Two aunts and two uncles still lived at home, so I joined a household of six adults. I didn’t know any of them before I went to live with them. I have no recollection of my first weeks there or how I felt, but I have fond memories of living there.
My memories are just snippets of events. It was during and after the Second World War. I remember my aunts complaining they were unable to buy nylon stockings and having to draw lines up the back of their legs, making sure they were straight, so it would appear they were wearing stockings. It was such a big deal that when one of my aunts was getting married, I decided that I would buy her a pair of nylons as a wedding present.

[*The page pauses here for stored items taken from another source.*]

PR #5, opened 2023-10-06
Update MerlinAutoUpdate.sh

Martinski4GitHub:
Fixed code to get router model ID. Other code improvements.

### DIFF
--- a/MerlinAutoUpdate.sh
+++ b/MerlinAutoUpdate.sh
@@ -3,13 +3,13 @@
 URL_BASE="https://sourceforge.net/projects/asuswrt-merlin/files"
 URL_RELEASE_SUFFIX="Release"
 
-##-------------------------------------##
-## Added by Martinski W. [2023-Oct-05] ##
-##-------------------------------------##
+##----------------------------------------------##
+## Added/Modified by Martinski W. [2023-Oct-05] ##
+##----------------------------------------------##
 _GetRouterModel_()
 {
    local retCode=1  routerModelID=""
-   local nvramModelKeys="odmpid productid wps_modelnum wps_device_name model"
+   local nvramModelKeys="productid build_name odmpid"
    for nvramKey in $nvramModelKeys
    do
        routerModelID="$(nvram get "$nvramKey")"
@@ -26,6 +26,12 @@ SETTINGSFILE="$SETTINGS_DIR/custom_settings.txt"
 # Define the cron schedule and command to execute
 CRON_SCHEDULE="0 0 * * 0"
 COMMAND="sh /jffs/scripts/MerlinAutoUpdate.sh run_now"
+
+##-------------------------------------##
+## Added by Martinski W. [2023-Oct-05] ##
+##-------------------------------------##
+_WaitForEnterKey_()
+{ printf "\nPress Enter to continue..." ; read EnterKEY ; }
 
 # Function to get LAN IP
 get_lan_ip() {
@@ -129,23 +135,28 @@ Update_Custom_Settings() {
 }
 
 get_current_firmware() {
-    local current_version="$(nvram get buildno)_$(nvram get extendno)"
+    local current_version="$(nvram get buildno).$(nvram get extendno)"
     echo "$current_version"
 }
 
+##----------------------------------------##
+## Modified by Martinski W. [2023-Oct-05] ##
+##----------------------------------------##
 get_latest_firmware() {
     local url="$1"
-    local page=$(curl -s "$url")
 
-    local links_and_versions=$(echo "$page" | grep -o 'href="[^"]*'"$MODEL"'[^"]*\.zip' | sed 's/amp;//g; s/href="//' | 
-        awk -F'[_\.]' '{print $3"."$4"."$5" "$0}' | sort -t. -k1,1n -k2,2n -k3,3n)
+    local links_and_versions="$(curl -s "$url" | grep -o 'href="[^"]*'"$MODEL"'[^"]*\.zip' | sed 's/amp;//g; s/href="//' | 
+        awk -F'[_\.]' '{print $3"."$4"."$5" "$0}' | sort -t. -k1,1n -k2,2n -k3,3n)"
 
-    local latest=$(echo "$links_and_versions" | tail -n 1)
-    local version=$(echo "$latest" | cut -d' ' -f1 | awk -F. '{print $(NF-1)"."$NF}')
-    local link=$(echo "$latest" | cut -d' ' -f2-)
+    if [ -z "$links_and_versions" ]
+    then echo "**ERROR** **NO_URL**" ; return 1 ; fi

My Grandfather gave me a half-crown piece (2 shillings and sixpence) and my Grandmother brought me to the town in the pony and trap so I could buy the wedding present. Of course, it was an impossible task as nylon stockings were not available, so I insisted on leaving the half-crown on the front left hand corner of where the wedding gifts were displayed. This is so clear in my mind - I can still see the coin.

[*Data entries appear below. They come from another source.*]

PR #9, opened 2023-10-10
MerlinAutoUpdate.sh modifications.

Martinski4GitHub:
Modified code to set back LEDs to the same initial state they were before the script was run.
Modified code to prevent saving Username and Password credentials when they're empty.
Other miscellaneous changes.

### DIFF
--- a/MerlinAutoUpdate.sh
+++ b/MerlinAutoUpdate.sh
@@ -216,6 +216,9 @@ Get_Custom_Setting()
     fi
 }
 
+##----------------------------------------##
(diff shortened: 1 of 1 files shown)


Firetop (approved):

Firetop (approved):

Firetop:
Create idea, and as always very nice cleanup.
Makes even the reading of the script a bit easier at places I find lol

Firetop:
Not sure why the heck I opted to set them back to on at the end, now that I think about it, I guess I was just too focused on trying to make it work on my router that once it did I was like "yay! done!" lol.

PR #12, opened 2023-10-13
Update MerlinAutoUpdate.sh

Martinski4GitHub:
Code modifications/additions to use the router's built-in "F/W Update Check" & NVRAM variables to get the latest release update version to set or reset the delayed days for actual updates. Also added a menu item to enable/disable the built-in "F/W Update Check" so that users can control the Auto-Update feature from the same place as the router. Other miscellaneous code improvements.

### DIFF
--- a/MerlinAutoUpdate.sh
+++ b/MerlinAutoUpdate.sh
@@ -7,16 +7,20 @@
 ################################################################
 set -u
 
-readonly SCRIPT_VERSION="0.2.9"
+readonly SCRIPT_VERSION="0.2.10"
 readonly URL_BASE="https://sourceforge.net/projects/asuswrt-merlin/files"
 readonly URL_RELEASE_SUFFIX="Release"
 
-##-------------------------------------##
-## Added by Martinski W. [2023-Oct-09] ##
-##-------------------------------------##
+##----------------------------------------------##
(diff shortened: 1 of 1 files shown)


Firetop (approved):

Firetop:
So much good work here, I just quickly removed the duplicate "Current firmware version '388.4.0' is up to date." message, otherwise I haven't found any issues with your suggested changes on my router :D 

Many thanks again Martin!

Martinski4GitHub:
> ... I just quickly removed the duplicate "Current firmware version '388.4.0' is up to date." message, ...
> 
Good catch! Honestly, more testing is actually needed under various conditions and on different router models to validate the code. I can only do some limited testing on my own, but I do some unit testing as needed and as my free time permits.

Firetop:
> > ... I just quickly removed the duplicate "Current firmware version '388.4.0' is up to date." message, ...
> 
> Good catch! Honestly, more testing is actually needed under various conditions and on different router models to validate the code. I can only do some limited testing on my own, but I do some unit testing as needed and as my free time permits.

Same with me, I can't always actually test the flash, lots of the time I comment it out, but when time permits I test it all the way through on my unit as well. :D

Thanks so much for your interest in making this as solid as possible, I think it's already come a long way.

- My uncle Packie carrying me home from a party on his shoulders, across the fields, telling his companions stories of leprechauns.
- The same uncle saying one morning that he heard the banshee wailing the night before and that one of the Berrigan’s, (neighbours), was going to die. I think one did die.
- Sleeping on a feather mattress and waking up in the morning, the mattress and me on the floor having slipped off the bed.
- The trashing and Jack McCann, an elderly neighbour who came to help, refusing to eat currant bread because he didn’t like “those little buggers” – the currants.
- My Grandmother making stir-about (porridge) every night and reheating it for breakfast. This caused a skin to form on the inside bottom of the cast iron pot. My younger uncle aged 15 and I would fight to be the one to scrape the pot.
- This younger uncle having a crystal wireless and letting me listen to a man talking. Oh, wonder of wonders.
- When churning butter, anyone who came into the house had to take a turn at churning or the fairies would steal the butter. I think they believed that, but it was a wonderful excuse to get a break from the tiresome chore of churning.
- Sitting at the base of the power or telephone lines on poles across the front field of the farm, listening to a hum and thinking it was my Mother and Father contacting me. I got a great deal of comfort from it. It didn’t make me sad.
My Mother came to visit once while I lived with her parents. I wouldn’t go near her; she was a stranger to me. I knew she was my Mother, probably because I had been told. I thought she was very pretty. Thinking back now, that must have been very sad for her.
I still hanker for that part of my life.